18:36 [UTC+1]: France’s Accident Investigating Bureau has sent a team of three investigators to Cairo, accompanied by a technical expert from Airbus, the AP reports. The BEA said the team was leaving on Thursday night. In a statement, it said “the BEA could notably counsel Egyptian authorities on the organization of an underwater search to locate the plane and the black boxes.” The BEA said it was taking part in the probe as a representative of the country where the plane was conceived. Airbus, based in Toulouse, has said it was sending a technical expert and could send more if needed.
Back in the US, White House press secretary Josh Earnest has said he’s still not sure whether France, Greece and Egypt will accept the offer of aid from American teams, and that Barack Obama has not spoken with Egyptian president Abdel Fatah al-Sisi today.

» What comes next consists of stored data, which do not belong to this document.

PR #3339, opened 2015-08-29
[CRASH] fix crash on Raspberry Pi 1

nouiz:
close gh-3266


abergeron:
This fixes a number of things beside crashes on Rpi, but everything seems fine.

PR #3343, opened 2015-08-31
Add a 'name' argument to '.copy' method of Theano variables

yingzha:


yingzha:
@dwf I modified the arg in pprint.assign, I guess it will pass the Travis.

theano/tensor/basic.py
```diff
@@ -2815,9 +2815,11 @@ def do_constant_folding(self, node):
 pprint.assign(alloc, printing.FunctionPrinter('alloc'))
 
 
-"""Create a duplicate of `a` (with duplicated storage)"""
-tensor_copy = elemwise.Elemwise(scal.identity)
-pprint.assign(tensor_copy, printing.IgnorePrinter())
+def tensor_copy(input):
```
dwf: I don't think this change is necessary?

theano/tensor/var.py
```diff
@@ -520,8 +520,11 @@ def take(self, indices, axis=None, mode='raise'):
         return theano.tensor.subtensor.take(self, indices, axis, mode)
 
     # COPYING
-    def copy(self):
-        return theano.tensor.basic.tensor_copy(self)
+    def copy(self, name=None):
+        """Copy a variable and set a name to the copy."""
```
dwf: "and optionally assign a name"

dwf:
This should probably be rebased and I think one of the changes is irrelevant (the change to `tensor_copy`). Otherwise it is fine.

theano/tensor/basic.py
yingzha: OK, I'll rebate it

nouiz:
You don't need to create a new PR when you rebase. You can force the push
again your github branch.

yingzha:
@nouiz Since I made changes on master branch before, I'm not sure if I can rebate it directly. That's why I copied the changes to another branch and closed this one.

18:01 [UTC+1]: EgyptAir resource stated that the Egyptian Ministry of Civil Aviation has just received an official letter from the Egyptian Ministry of Foreign Affairs that confirms the finding of wreckage of the missing aircraft No. MS 804 near Karpathos Island. EgyptAir sincerely conveys its deepest sorrow to the families and friends of the passengers onboard Flight MS804. Family members of passengers and crew have been already informed and we extend our deepest sympathies to those affected.
Meanwhile, the Egyptian Investigation Team in co-operation with the Greek counterpart are still searching for other remains of the missing plane.
17:57 [UTC+1]: EgyptAir has tweeted that Greek authorities near the island of Karpathios have found apparent airplane parts, including floating materials likely to be wreckage, life jackets and plastic materials. Egypt’s envoy to France has said that Greek authorities have told the Egyptian embassy in Athens that they’ve found “blue and white debris”. Nearly simultaneously, CNN reports that the vice-president of EgyptAir has told one of its correspondents: “we have found the wreckage.”
17:34 [UTC+1]: The White House has offered assistance to European and Middle East allies, saying that the Department of Homeland Security and TSA have been in contact with foreign ministries and aviation departments to help improve security measures. Press secretary Josh Earnest says though that it’s too early to say what could have caused the EgyptAir crash.
“We have seen a desire on the part of extremists around the world, including some extremists in the Middle East, to carry out attacks targeting the international aviation system. We obviously are mindful of that.”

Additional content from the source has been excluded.